Southeast : Heiress’ Stolen Jewels Were Sold for $62,000
Doris Duke’s jewelry may have been worth a small fortune, but her deathbed nurse got only $62,000 when she sold off some of the heiress’s favorite pieces at Beverly Hills jewelry stores, a Los Angeles police detective revealed Thursday.
At a preliminary hearing providing the most detailed account yet of the theft case against the nurse, Detective Tom Donnelly told a Santa Monica judge that 28-year-old Tammy Payette began trying to sell off some of Duke’s jewelry--including three pearl necklaces with diamond clasps--even before the billionaire’s death Oct. 28, 1993.

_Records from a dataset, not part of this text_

PR #198, opened 2015-02-20
Modified NexusAnalyzer to download POM if required

colezlaw:
NexusAnalyzer previously would just get GAV for a
match, but the POM may be separate from the jar
and contain other valuable information. This
includes refactoring of the analyzePom into
PomUtils.


dependency-check-core/src/main/java/org/owasp/dependencycheck/analyzer/NexusAnalyzer.java
```diff
@@ -202,6 +212,38 @@ public void analyzeFileType(Dependency dependency, Engine engine) throws Analysi
...
+                    break;
+                }
+            }
+            if (!pomAnalyzed && ma.getPomUrl() != null) {
+                File pomFile = null;
+                try {
+                    final File baseDir = Settings.getTempDirectory();
+                    pomFile = File.createTempFile("pom", ".xml", baseDir);
+                    if (!pomFile.delete()) {
+                        final String msg = String.format("Unable to fetch pom.xml for %s from Central; "
```
jeremylong: Shouldn't this say from Nexus?

PR #199, opened 2015-02-21
Upgrade jmockit to latest version

hansjoachim:
`mvn clean install` is still passing.

### DIFF
--- a/dependency-check-core/pom.xml
+++ b/dependency-check-core/pom.xml
@@ -354,7 +354,6 @@ Copyright (c) 2012 Jeremy Long. All Rights Reserved.
         <dependency>
             <groupId>org.jmockit</groupId>
             <artifactId>jmockit</artifactId>
-            <version>1.14</version>
             <scope>test</scope>
         </dependency>
         <dependency>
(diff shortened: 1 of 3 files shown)


hansjoachim:
Now placed jmockit under dependencyMangament in the root pom so that the same versio number will be used across all modules. 

(I considered adding dependencyManagament when I upgraded various dependencies last time, but didn't find too much overlap between the modules. Though considering the use of jmockit in -core almost slipped by, it might be worth doing anyways)

jeremylong:
Thanks again.  I need to remember to put any dependencies I add into the dependency-management section...

hansjoachim:
You're welcome. I've thought a bit about this. -core contains various older dependencies which are in place in order to test/verify they are correctly marked as vulnerable. I think the long-term plan would be to leave these alone, but move everything else into dependencyManagement in the root POM. That way it should be possible to check for newer versions in a single place (the root POM), and the outdated dependencies still remaining in -core can be ignored. What do you think?

Also, I noticed lucene 5.0 was released here the other day. Don't know whether you want to push for the new major release in DependencyCheck straight away or wait a while. Anyways, I haven't really had time to look into what's new and if it made any backwards-incompatible changes affecting DC.

PR #200, opened 2015-02-22
Fixes SonarQube Issues

hansjoachim:
Fixes various SonarQube issues, see individual commits for details.

Two notes:
- I marked one TODO to be discussed during the code review, it looks like a map which is assigned values but don't end up being used. Could you double-check whether these should/are indeed used or if it would be safe to remove the map.
- I noted the byte[] arrays in the first commit were used in rather similar ways, but don't know whether it would make sense to pull this out in some common place like a utility method.


jeremylong:
Thanks!  I'll take a closer look at the TODO you added.  BTW - you should add yourself to the contributors list in dependency-check-parent.

hansjoachim:
Ok, I'll try to remember it for the next patch. ;)

PR #203, opened 2015-03-26
Add update task

Bowbaq:
Use case: I want to run this on CircleCI. Right now, running the `check` task downloads the CVE definitions on each run. I'd like to be able to cache those definitions between runs, but I need a task that only downloads the definitions to do that.

I don't really know anything about maven plugins, so this may be horribly wrong. If it is, let me know and I'll try to fix it!

### DIFF
--- a/dependency-check-core/src/main/java/org/owasp/dependencycheck/Engine.java
+++ b/dependency-check-core/src/main/java/org/owasp/dependencycheck/Engine.java
@@ -468,7 +468,7 @@ public class Engine {
     /**
      * Cycles through the cached web data sources and calls update on all of them.
      */
-    private void doUpdates() {
+    public void doUpdates() {
         LOGGER.info("Checking for updates");
         final UpdateService service = new UpdateService(serviceClassLoader);
         final Iterator<CachedWebDataSource> iterator = service.getDataSources();
@@ -533,7 +533,7 @@ public class Engine {
      * @throws NoDataException thrown if no data exists in the CPE Index
      * @throws DatabaseException thrown if there is an exception opening the database
      */
-    private void ensureDataExists() throws NoDataException, DatabaseException {
+    public void ensureDataExists() throws NoDataException, DatabaseException {
         final CveDB cve = new CveDB();
         try {
             cve.open();
--- a/dependency-check-maven/src/main/java/org/owasp/dependencycheck/maven/UpdateMojo.java
+++ b/dependency-check-maven/src/main/java/org/owasp/dependencycheck/maven/UpdateMojo.java
@@ -1,0 +1,126 @@
+/*
+ * This file is part of dependency-check-maven.
+ *
+ * Licensed under the Apache License, Version 2.0 (the "License");
+ * you may not use this file except in compliance with the License.
+ * You may obtain a copy of the License at
+ *
+ *     http://www.apache.org/licenses/LICENSE-2.0
+ *
+ * Unless required by applicable law or agreed to in writing, software
+ * distributed under the License is distributed on an "AS IS" BASIS,
+ * WITHOUT WARRANTIES OR CONDITIONS OF ANY KIND, either express or implied.
+ * See the License for the specific language governing permissions and
+ * limitations under the License.
+ *
+ * Copyright (c) 2015 Maxime Bury. All Rights Reserved.
+ */
+package org.owasp.dependencycheck.maven;
+
+import java.util.Locale;
+import java.util.logging.Level;
+import java.util.logging.Logger;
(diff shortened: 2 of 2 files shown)


stevespringett:
For CI, the dataDirectory should be specified. This allows you to have multiple jobs (or a single repetitive job) that can access a common data directory used by Dependency-Check. The data directory contains the database and index that are created after a successful NVD update. The data directory should be located outside of your projects workspace so that it doesn't get wiped out every time. It will then only periodically update when necessary.

I'm not sure adding an update task is the best approach, especially since the combination of a dataDirectory and the autoUpdate property can be set.

Bowbaq:
The problem is not so much where the data ends up (we can tell CircleCI to cache arbitrary directories) but when it gets downloaded.

CircleCI has a dedicated step to download dependencies, test data and such. Caching happens at the end of this step (and the cache is persisted between runs). CircleCI then runs the tests, but nothing gets cached at this stage.

Right now the definitions get downloaded as part of running the tests,  and so the database doesn't get cached. I could run the analysis during the dependencies step, but that's inelegant. It seems preferable to have a dedicated task to update the definitions, and then have another one that's dedicated to running the checks.

Does that make sense?

stevespringett:
Have you tried specifying the Maven phase and goal you want Dependency-Check to run in?

```
<plugin>
    <groupId>org.owasp</groupId>
    <version>1.2.9</version>
    <configuration>
        <format>ALL</format>
        <autoUpdate>true</autoUpdate>
    </configuration>
    <executions>
        <execution>
            <phase>verify</phase>
            <goals>
                <goal>check</goal>
            </goals>
        </execution>
    </executions>
</plugin>
```

In this example, it's executing the plugin during the Maven verify phase which occurs after compile, test, and package. 

Note, disabling NVD updates can be controlled through setting the value of autoUpdate, which can also be a variable in the POM.

For more configuration options, refer to http://jeremylong.github.io/DependencyCheck/dependency-check-maven/configuration.html

Bowbaq:
I think you're saying I can skip the updates and run only the analysis. What I want is the opposite: download the updates and skip the analysis. Is that possible?

leRadwan:
A separate update task called independently of a scan would be very useful for integration scenarios like CI. That enables scenarios of setting a schedule for NVD updates independent of when scans are run using Dep Check. Ours was a CLI integration though, so would be great to have that exposed there as well.

stevespringett:
Ok, so the objective is to have a Maven goal that can keep a centralized data directory up-to-date. 

Depending on the size of your CI infrastructure, it may be beneficial to use something like NIST Data Mirror (https://github.com/stevespringett/nist-data-mirror). Many build servers are locked down and prohibited from accessing the Internet as part of controlling third-party dependency usage and preventing XBI vulnerabilities. Many orgs simply run a NIST data mirror that gets updated periodically, and tell Dependency-Check to use the mirror instead.

I'll let @jeremylong comment on the Maven goal.

stevespringett:
@jeremylong If we add an update goal to Maven, we need to do the same with the Ant task and CLI. If this is something we want to do, does it make sense to make it a two part update?
- Option 1 - Mirror NIST NVD data by performing the download and not processing it.
- Option 2 - Perform a regular DC update task

Option 1 would be good for hosting NIST NVD data on an intranet, accessible via HTTP(S), and available to any Dependency-Check instance running with network access to the mirror.

Option 2 would be good for keeping an up-do-date data directory for a smaller build infrastructure where the build machines all have access to the same file system.

jeremylong:
I don't see a problem with adding an update goal for Maven and an
updateOnly option for Ant and the CLI. However, I think we should keep the
nist-data-mirror separate. Also, documentation outlining how to use the
nist-data-mirror should be created.

Steve - I'll followup with you regarding the nist-data-mirror off list.

--jeremy

jeremylong:
This PR was manually re-created in order to implement this in the CLI and Ant task as well as a maven goal. The site documentation has been updated.

Bowbaq:
Thanks for implementing this feature. Is it automatically available on Maven, or does it need some kind of version bump?

jeremylong:
A new version will need to be released. I have one more change in flight and then I will push 1.2.10 (likely within a week).

Best Regards,

Jeremy

Bowbaq:
Hi Jeremy, do you know when you plan to tag a new release?

stevespringett:
This feature will been added to v1.2.11 of the Jenkins plugin as well.

jeremylong:
I would expect within 2 weeks. I have some documentation and a couple of bug fixes to complete before the next release.

--Jeremy

Issue #207, opened 2015-04-01
Add Python Analyzer


dwvisser:
Analyzer should gather evidence from the various downloadable artifacts from the [Cheese Shop](https://pypi.python.org/pypi):
- Eggs: .egg and .zip extensions
- Wheels: .whl extension
- Sdists: .tar.gz extension

Also gather evidence from a Python installation's site-packages (e.g., a system's installed packages, or a virtualenv's installed packages):
- .dist-info/MANIFEST
- .egg-info/PKG-INFO
- .egg/EGG-INFO/PKG-INFO
- actual Python package folders

I already have a prototype successfully parsing out MANIFEST files and PKG-INFO files from the file system and .whl archives. I need to finish that part, and add scanning of the actual Python packages (in file system and sdists).

P2exe- and Py2app-deployed code (i.e., compiled) is out of scope for this issue tracker. Certain kinds of applications that embed the Python interpreter may by scannable though.

jeremylong:
+1 - I know several people that have asked for Python.

In addition to the core Analyzer we likely need to enhance the suppression analyzer and base suppression XML file to limit some of the obvious false positives. One thought I had was to enable to suppression to be based off of the description within the CVE entry - specifically because most of the python related CVEs  appear to have a '.py' or 'python' listed in the description. So if those are not present the CVE may not be related to python library (this would need to be researched to ensure valid matches are not masked).

jeremylong:
see pull #217

PR #217, opened 2015-04-14
Add Analyzers for Python Distribution Files and Packages

dwvisser:
This is to address #207. The following has been added:
- PythonDistributionAnalyzer - Analyzes Python wheel and egg distribution formats, as well as their unbundled forms that can sit directly in your python environment.
- PythonPackageAnalyzer - Directly analyzes Python package source code for evidence of known Python libraries.
- Test data and unit tests for the new analyzer classes.
- Suppression of mapping any artifact found under a dist-packages/ or site-packages/ folder with cpe:/a:python:python*
- Command-line options for disabling the Python analyzers.


dwvisser:
I just added commit b90774c with an additional false positive suppression for the current version of Django.

dwvisser:
I just added dadf49c with suppression of additional non-Python-based application CPEs. I am _not_ adding suppression of packages that refer to JavaScript code. Generally, those packages actually include the code they mention, and are either a web application using it, or a plugin to some larger project. I.e., the inferred dependency has a chance of being correct.

The net effect of this change when scanning a test dataset was to remove 54 definite false vulnerable dependencies from a result set showing 118 vulnerable dependencies. The dataset had a total of 380 wheel files downloaded from PyPI or built from source distributions downloaded from same.

dwvisser:
afa9c84 is a refinement which takes away a small number of extra false positives in my dataset.

PR #231, opened 2015-05-08
I created a Dependency Check Gradle plugin

wmaintw:
Hi,

The Dependency Check is really useful, we can get lots of benefits from it, but I found that it doesn't have gradle plugin, although I can work around this, I think a dedicated gradle plugin is a better choice.

Hence, I create this Dependency Check gradle plugin, it utilise the functions in dependency-check-core module, it will verify project dependencies, update data feed, analyse each dependency and generate report.   

For now, this plugin is just a MVP, more development work is required to add more functionalities, but at least, it works for gradle project.


jeremylong:
Thank you for the PR!  I will absolutely be merging this - but it will likely not make it into the next release as I am doing final verification right now.

wmaintw:
My pleasure, I know there are lots of development work required, it's not possible to release it recently, I will keep work on this, make it configurable, performance improvement, error handling, etc.

Thanks a lot :)

wmaintw:
Hi Jeremy, since the 1.2.11 just got released, would you please approve this pull request?

Best Regards.

jeremylong:
Thanks! The PR has been merged. However, could you please go through and add the legalese(Apache 2.0), including the copyright Wei Mai or Thoughtworks...  I noticed in the pom.xml for the gradle plugin it still has my name in the copyright.

--Jeremy

wmaintw:
Sure, will do that, thank you very much.

PR #236, opened 2015-05-27
Fix table name in dbStatements

ercpe:
Changed table name to "cpeEntry" to avoid SQL errors on MySQL (case sensitive)


jeremylong:
Thanks!

PR #252, opened 2015-06-13
More dependency management

hansjoachim:
Moves more version numbers from the various modules (-cli, -maven, -utils) into the parent pom. That way, if multiple modules use the same dependency, they will have the same version. Also makes it easier to maintain by keeping the version numbers in a single place.

Upgarded maven-core, -plugin-api and -settings to latest version.

Added comments for dependencies where newer versions are available, but upgrading will introduce problems or warnings.

Verified `mvn clean install` still runs successfully.

### DIFF
--- a/dependency-check-cli/pom.xml
+++ b/dependency-check-cli/pom.xml
@@ -310,7 +310,6 @@ Copyright (c) 2012 - Jeremy Long. All Rights Reserved.
         <dependency>
             <groupId>commons-cli</groupId>
             <artifactId>commons-cli</artifactId>
-            <version>1.2</version>
         </dependency>
         <dependency>
             <groupId>org.owasp</groupId>
--- a/dependency-check-core/pom.xml
+++ b/dependency-check-core/pom.xml
@@ -391,7 +391,6 @@ Copyright (c) 2012 Jeremy Long. All Rights Reserved.
         <dependency>
             <groupId>commons-io</groupId>
             <artifactId>commons-io</artifactId>
-            <version>2.4</version>
         </dependency>
         <dependency>
             <groupId>commons-lang</groupId>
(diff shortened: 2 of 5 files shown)


hansjoachim:
Two comments:
The -core module remains. The long-term plan there is to move the "useful" dependencies which we wish to keep up to date into the root pom's dependencyManagement while leaving the "only-used-for-tests-and-we-need-ancient-versions-because-they-need-to-be-vulnerable-to-verify-the-vulnerabilities-are-caught" dependencies alone. Would need to split them into either of this categories to do it properly. I haven't looked closely at this yet, but the current patch should fix the other modules.

Slightly off-topic, I've mentioned this before, but I haven't found a good way to organize the reporting plugins version numbers in a good way. According to [this bug report](https://issues.apache.org/jira/browse/MSITE-443), but looking at [one of the comments](https://issues.apache.org/jira/browse/MSITE-443?focusedCommentId=14451563&page=com.atlassian.jira.plugin.system.issuetabpanels:comment-tabpanel#comment-14451563) and going by my personal experience I can't get it to work. I can't find that now, but I vaguely remember something about a related bug which affected Maven prior to 3.1.x, maybe that's it.

jeremylong:
We could move the old vulnerable test dependencies to an active profile to
really denote them as only test dependencies...  thoughts?

--jeremy

hansjoachim:
> We could move the old vulnerable test dependencies to an active profile to
> really denote them as only test dependencies...  thoughts?

I don't know, I hadn't heard about activeprofiles until you mentioned it now. From what I skimmed briefly, it looks like it might work though.

I guess if the dependencies are moved into a separate profile they wouldn't show up in the list where newer versions are available. Of course, users/developers shouldn't need to specify some particular profile when building things. Most who clone the repo or have prepared a patch will run `mvn clean install` to verify things are working.  Presumably this is the part where activeprofiles help so that people don't have to specify some particular profile when building.

I'm curious how the active profile affect other things though, and whether that would still include those dependencies when running `mvn versions:display-dependency-updates`. I guess we should attempt to move one or two into a profile, set it as active and see how it works.

As long as we separate the ones we wish to keep upgrading from those which should be frozen, it think it sounds ok as a solution.

Issue #239, opened 2015-06-02
Consider using native Ant logging instead of java.util.logging


awood:
I'm using the Dependency Check ant task, but using it from Ruby via the [Apache Buildr](http://buildr.apache.org) too.  I parse the generated XML to display the results to users and therefore want to suppress the output from the Ant task.  Since the ant task is using java.util.logging directly I don't really have a way to suppress the output.  If it were using [Ant's native logging functionality](http://javadoc.haefelinger.it/org.apache.ant/1.8.1/org/apache/tools/ant/Task.html#log%28java.lang.String%29) then I could access the Ant BuildListener and suppress or redirect the output to /dev/null.

If this sounds like something you would be interested in, I would be happy to write the code and provide a pull request.

jeremylong:
This is planned as part of the fix for issue #164.  I will try to include
this in the next major point release (1.3).

In addition to ant logging for the ant task I plan on also using maven
logging for the maven plugin, etc.

--jeremy

jeremylong:
While some tweaks may still occur - the base adapter for ant has been committed to 1.2.12-SNAPSHOT and will be included in the next release.

Issue #164, opened 2014-10-24
Log messages routed to home/java.log


jeremylong:
In some cases log messages are being routed to the default log file location for JUL. This may be an opportunity to switch to logback.

jeremylong:
After further investigation the log files going to the default log file location for JUL was caused during unit testing. This ticket is being changed from a bug to an enhancement request to change from JUL to logback (or other logging framework).

jaypatrickhoward:
In lieu of a all-out migration off of JUL, in the interim, could you just modify the owasp JUL logging so that it respects the global JUL configuration?  My logging.properties file is this:

handlers=java.util.logging.ConsoleHandler
.level=OFF

And I have stderr and stdout redirected to /dev/null.  When I run the dependency check plugin I still get "INFO" log statements from the following loggers written to ~/java0.log:

org.owasp.dependencycheck.Engine
org.owasp.dependencycheck.data.update.StandardUpdate
org.owasp.dependencycheck.data.update.task.DownloadTask
org.owasp.dependencycheck.data.update.task.ProcessTask

jeremylong:
JUL is no longer in use.

PR #253, opened 2015-06-15
Slf4j over ant

colezlaw:
Patch for jeremylong/DependencyCheck#164 and jeremylong/DependencyCheck#239. This switches everything to Log4J. The CLI still uses JULi as its implementation, but all the logging messages are going through SLF4J. The Maven plugin and the Ant plugin both use their own internal logging mechanisms rather than using SLF4J. Furthermore, adapters have been written for both so that SLF4J messages from Core are routed through the native logging interfaces for each.


dependency-check-cli/pom.xml
```diff
@@ -322,5 +322,12 @@ Copyright (c) 2012 - Jeremy Long. All Rights Reserved.
             <artifactId>dependency-check-utils</artifactId>
             <version>${project.parent.version}</version>
         </dependency>
+        <!-- Logging implementation. We may change this in the future -->
+        <dependency>
+            <groupId>org.slf4j</groupId>
+            <artifactId>slf4j-jdk14</artifactId>
+            <version>1.7.12</version>
```
hansjoachim, line 329: Please put version numbers for dependencies under dependencyManagement in the root pom. :) Makes it easier to keep track of them when they're in one place, and it's a single place to upgrade once a new release is out. (See also #252).

dependency-check-core/pom.xml
```diff
@@ -362,6 +362,26 @@ Copyright (c) 2012 Jeremy Long. All Rights Reserved.
     <dependencies>
         <!-- Note, to stay compatible with Jenkins installations only JARs compiled to 1.6 can be used -->
         <dependency>
+            <groupId>org.slf4j</groupId>
+            <artifactId>slf4j-api</artifactId>
+            <version>${slf4j.version}</version>
```
hansjoachim, line 367: I might be missing something here, but where is the slf4j.version property defined?

hansjoachim:
Hi :)

I'm just an occasional contributor, so I haven't looked at this in-depth, but I left a couple of comments.

colezlaw:
Closing this to rebase with merges and fix issues with versioning.

colezlaw:
@hansjoachim I closed the pull request to fix your questions plus another Jeremy had open. However, I've always been puzzled by the dependencyManagement thing - I know how it's SUPPOSED to work, but if I define a version for slf4j-api in the parent POM dependencyManagement section, then define the dependency without a version in child projects, I still get an error in the child that I didn't specify a version. However, things like commons-io don't have version numbers and those work.

hansjoachim:
Like you said, that sounds like it should work. Even stranger if it works for other dependencies. I don't know what would be causing that, but if you have an example, let me know and I can take a look at it. :)

colezlaw:
Sorry. I misspelled "org". That's fixed.

What all dependency versions do you want in dependencyManagement? All of
them? Or just ones that appear in multiple projects?

hansjoachim:
> What all dependency versions do you want in dependencyManagement? All of
> them? Or just ones that appear in multiple projects?

Please add all of them to dependencyManagement. For one thing they might be picked up by other modules in the future (or when new ones are introduced) and it means there will be a single file which needs updating when newer versions are released. :)

Btw, I don't know how obvious it is, but I've tried to keep the list in dependencyManagment in alphabetical order.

But after telling local jewelers that the pieces were from “her great aunt’s estate,” Payette only received $62,000 and a ruby ring--that in trade for one of the necklaces, Donnelly said. A jeweler later told police that without counting the pearls, the pieces were worth about $200,000.
Payette splashed into the news this year when she claimed that Duke, 80, was murdered with overdoses of morphine, an allegation that threw the tobacco heiress’s $1.2 billion estate into turmoil.
But the nurse was later jailed in lieu of $1 million bail, facing felony counts alleging that she helped herself to valuables--ranging from a chinchilla stole to sterling silver corn holders--while providing home care to Duke and six other patients from 1993 to this year.